I'm a little afraid of what I might do tonight.
Two days ago on my way home from work I passed a sign that had been put up in a neighbor's yard: "Meeting Friday Night about [Our Common Road]"
This winter this guy took about 30 acres of open pasture -- a Civil War battlefield -- and subdivided it and put up about 10 Hummer-Houses. (You can actually see part of it in this post.) People are starting to move into the houses now. Traffic on the little dirt road has tripled, quadrupled, since he did this.
I know what this guy wants to do: He wants to agitate to get our road paved.

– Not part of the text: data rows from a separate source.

PR #44, opened 2016-11-10
--out flag to pull out values out of manifest

cppforlife:
useful when trying to grab single configuration value and redirect it somewhere...

```
$ bosh bm ./manifests/example.yml --out /instance_groups/name=proxy/jobs/name=nginx/properties/ca_cert
# prints out found CA cert
```


dpb587-pivotal:
I like it.

What about naming it `--path` instead of `--out`?

Also, the dynamic type checking seems a bit odd for the multiline behavior. If a user starts relying on this command to extract a path (but the value wasn't a string for some reason) you're suddenly going to be receiving YAML when you were expecting a string. Did you consider a `--raw` option to make it more explicit? Or, possibly more unified, instead of a global `--json` a generic `--format`/`--output` option which defaults to `default`, and whose default for this command happens to be `yaml`?

PR #49, opened 2016-11-19
read CA cert only once so that it can be read from a pipe

cppforlife:
```
$ bosh alias-env my-bosh -e my-bosh.com --ca-cert <(bosh bm ~/workspace/my-bosh/manifest-creds.yml --path /director_ssl/ca)
```


cppforlife:
cc @dpb587 hopefully makes your bash script better.

tylerschultz:
master?

PR #50, opened 2016-11-21
Adds --state flag to create-env and delete-env commands

cdutra:
If not specified should still work as before.


cppforlife:
reviewed with @dpb587-pivotal

dpb587-pivotal:
and made a minor follow up commit 3c70706bd89f1694199efdb08a95e0662e4d6973

PR #69, opened 2016-12-09
Add support for scoped vars files

dpb587:
It would be helpful to allow scoping variables to avoid collisions. It allows `--vars-file` to have an `=` delimiter for this support, but certainly open to suggestions.

When a `aws.yml` vars file has...

    subnet_id: subnet-a1b2c3d4

And a manifest has...

    cloud_properties:
      subnet: ((iaas.subnet_id))

It could be interpolated with...

    bosh interpolate --vars-file iaas=aws.yml

For a result of...

    cloud_properties:
      subnet: subnet-a1b2c3d4

Thoughts?

### DIFF
--- a/director/template/vars_file_arg.go
+++ b/director/template/vars_file_arg.go
@@ -1,6 +1,8 @@
 package template
 
 import (
+	"strings"
+
 	bosherr "github.com/cloudfoundry/bosh-utils/errors"
 	boshsys "github.com/cloudfoundry/bosh-utils/system"
 	"gopkg.in/yaml.v2"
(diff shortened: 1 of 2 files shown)


director/template/vars_file_arg.go
```diff
@@ -29,6 +39,18 @@ func (a *VarsFileArg) UnmarshalFlag(filePath string) error {
 		return bosherr.WrapErrorf(err, "Deserializing variables file '%s'", filePath)
 	}
 
+	if fileScope != "" {
+		scopedVars := map[interface{}]interface{}{}
```
dpb587: This seems necessary due to [typing in `find_op`](https://github.com/cppforlife/go-patch/blob/5097ab27332566f622afb1549a5423ae0012b93f/patch/find_op.go#L86) which conflicts with [`StaticVariables`](https://github.com/cloudfoundry/bosh-cli/blob/5646ea8481b15e3db2dbeb2ec1ddc4bf2189569e/director/template/static_vars.go#L3). Otherwise this sort of error happens...

    Finding variable 'iaas.subnet_id':
      Expected to find a map at path '/subnet_id' but found 'map[string]interface {}'

Not sure if this is the correct solution.

cppforlife: it expects that all maps are `map[interface{}]interface{}`

cppforlife: Can also change StaticVariables to be `map[interface{}]interface{}` (https://play.golang.org/p/sVn3QLK3FX) and then nest them, instead of making a map.

dpb587: i'll give that another try; it did seem cleaner

dpb587:
Forgot about this. Will reopen if I get back to it later and figure it out.

PR #75, opened 2016-12-13
add git+*:// protocol support for upload-release command

cppforlife:
Found this useful to replace https sources when importing releases. @dpb587 also was leaning this way in terms of dealing with private releases.

Allows

```
$ bosh upload-release git+https://github.com/cppforlife/zookeeper-release
$ bosh upload-release git+https://github.com/cppforlife/zookeeper-release --version 0.0.1
```

and

```
releases:
- name: zookeeper
  version: 0.0.1
  url: git+https://github.com/cppforlife/zookeeper-release
```

Relies on `git` binary so this should also work with private repositories via `git+ssh://` and `git+file://`.

PR though is mostly about adding 2 integration tests for `create-release` and `upload-release` without running real director.


cmd/upload_release.go
```diff
@@ -34,52 +39,71 @@ func NewUploadReleaseCmd(
...
+		return bosherr.WrapErrorf(err, "Creating tmp dir for git cloning")
 	}
 
-	return c.uploadFile(opts)
-}
+	defer c.fs.RemoveAll(repoPath)
 
-func (c UploadReleaseCmd) uploadRemote(url string, opts UploadReleaseOpts) error {
-	version := semver.Version(opts.Version)
+	_, _, _, err = c.cmdRunner.RunCommand("git", "clone", opts.Args.URL.GitRepo(), "--depth", "1", repoPath)
```
dpb587: Might want to set `GIT_TERMINAL_PROMPT=0` to avoid infinite hangs if the user typos or tries to do an otherwise interactive git clone (like on a typo'd repo or one requiring authn).

dpb587:
Looks nice! Didn't realize `upload-release` had a `--name` argument. I suppose at some point it could figure out the release named once it cloned and double check whether the release exists at that point, too. Or maybe reuse ReleaseManager stuff and then it could support a `create` version, too.

I think private release support would need a bit more work; most will require `private.yml` for blob downloading.

Should remember to merge to `develop` instead of `master`.

cppforlife:
> I think private release support would need a bit more work; most will require private.yml for blob downloading.

right. some repos have read only creds -- not that that should be the recommended way. concourse can download the repo though and drop creds in there. as a side effect of this change:

```
releases:
- name: foo
  version: 123
  url: file:///tmp/build-whatever
```

works and picks up foo/foo-123.yml out of that repo.

PR #313, opened 2017-05-02
archetype-react-component: [Bug] [Patch] Clean remaining dev and hot tasks

animesh10:
Archetype component still referred to tasks that were previously deleted, i.e. `dev` and `hot`.


didi0613:
LGTM 👍

PR #315, opened 2017-05-03
archetype-react-app: [bug] [Patch] Update initial entry path for PWA

animesh10:
The initial value of entry can be empty which was causing webpack validation errors, causing webpack compilation to fail.


didi0613:
LGTM 👍

PR #318, opened 2017-05-04
generator-electrode: [bug][patch] Accept props as options

animesh10:
The `component-add` generator can accept and initialize props if they are passed to it.


didi0613:
lgtm 🎉

PR #320, opened 2017-05-05
Fix help message

dutradda:
Added the serverType option on help


animesh10:
The prompt message is there already: https://github.com/electrode-io/electrode/blob/master/packages/generator-electrode/generators/app/index.js#L135-L140

dutradda:
@animesh10 how to show the prompt? I ran the generator many times and this option just showed on versions prior 1.9..

animesh10:
Yes, that was a bug that got introduced in that release. Thanks for noticing and raising the PR.
It has been fixed and will be available in the next release.

animesh10:
Closing, since fix has been published.

PR #323, opened 2017-05-06
Universal-react-node: [bug][path] Update Path for Dockerfile

animesh10:
The dockerfile for the sample app still points to the old server location.


didi0613:
lgtm 👍

PR #353, opened 2017-06-01
[patch][bug-fix][app-archetype] FIX gulp lint as it skips src/server files

didi0613:
FIX gulp lint as it skips src/server files (works fine on master).
Home aoo unifying oss archetype required.


ajoshi0:
LGTM @didi0613

PR #368, opened 2017-06-13
archetype-react-component: [chore] [patch] update travis command for new component generator

animesh10:


jchip:
individual package's CI file no longer has any effect.  should just remove them.

PR #374, opened 2017-06-14
generator-electrode: [patch] [chore] Set ES6 flag in gulpfile.

animesh10:
- set ES6 test flag that is used by the `arch-gulpfile`.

He claims his house -- the first to be built on that pasture -- is dusty from the road. Damned right his house is dusty -- he plunked it down in a peninsula of pasture, surrounded on three sides by the road, and not a tree or shrub has he planted to shield the house. A spectacularly stupid bit of home-siting. A boy of five could have told him not to put his house there. (Several boys of five, lined up on their tricycles, shook their heads sadly and looked chopfallen as the bulldozers broke ground.)
But here's what's got me worried. In my interior monologue I am making this guy a scapegoat for every goddamned avaricious, mendacious, soul-destroying crime against sanity perpetrated by beauty-hating, know-nothing, land-raping, Iraq-invading, home-schooling, Christ-insulting, religion-perverting, Kerry-slandering, Abu-Ghraib-denying, history-mangling, language-destroying, WMD-inventing, plutocrat-tax-relieving, wingnut-judge-appointing ASSHOLE in the last five years.
Do you know, this morning a woman drove past me with a personalized license plate that said GOP GIRL and some frother bumperstickers -- and I flipped her the finger?
That's what I'm afraid of. I'm losing my mind. Civility gets harder and harder to fake.
17 comments:
I don't blame you Neddie...I feel the same way. Anybody who supports the lying weasly mothereffin asshole war criminal
sleazebags and their unholy insane criminal war on arabs iraquis muslims and the poor like gopgirl should get a finger.
How's that?
Why not go there and do a deadpan parody of these jokers, get yourself elected Deputy Shitbag and then do nothing. Keep coming to the meetings angrier than the last time shaking your head and your fists, blaming Hillary Clinton and Jesse Jackson.
Either that or show up wearing a Michael Moore T-Shirt, tell them to fuckthemselves into the rapture and then start singing "Gimme Three Steps" as you're headin' out for the door.
As far as the vanity plates and bumperstickers go, I for one am thankful they have them. They save us all a lot of time and trouble by clearly labeling themselves.
"Warning - I have determined that I am a chucklehead, and conversing with me may be hazardous to your sanity."
The Viscountess told me last night that she never thought the death of anyone could make her rejoice, but she knows in her heart that she would rejoice in the death of Rush Limbaugh. She said "Osama Bin Laden killed a few thousand people. Rush Limbaugh more than any single person helped to turn us into a nation of selfish boors reveling in our own stupidity."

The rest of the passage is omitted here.